> [TASK] The answer should contain each record below, repeated exactly.
═══ RECORDS SUPPLIED
PR #2142, opened 2026-03-12
Rewrite TypedExpr.traverseType stack-safely with oracle parity tests

### LINKED ISSUE #2139: Rewrite TypedExpr.traverseType in a stack safe way.
Move the current implementation into tests as an oracle to test the new implementation against. The new implementation should be tested with a non commutative applicative, something like `Writer[Chain[Type], A]` to put all the types we find into a Chain.

We should use scalacheck to do this test: for all TypedExpr values when we run traverseType on the old and new with a writer, we get the same Chain of Types (by `Eq[Chain[Type]]`).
══════
> [THE ANSWER]
PR #2142, opened 2026-03-12
Rewrite TypedExpr.traverseType stack-safely with oracle parity tests

### LINKED ISSUE #2139: Rewrite TypedExpr.traverseType in a stack safe way.
Move the current implementation into tests as an oracle to test the new implementation against. The new implementation should be tested with a non commutative applicative, something like `Writer[Chain[Type], A]` to put all the types we find into a Chain.

We should use scalacheck to do this test: for all TypedExpr values when we run traverseType on the old and new with a writer, we get the same Chain of Types (by `Eq[Chain[Type]]`).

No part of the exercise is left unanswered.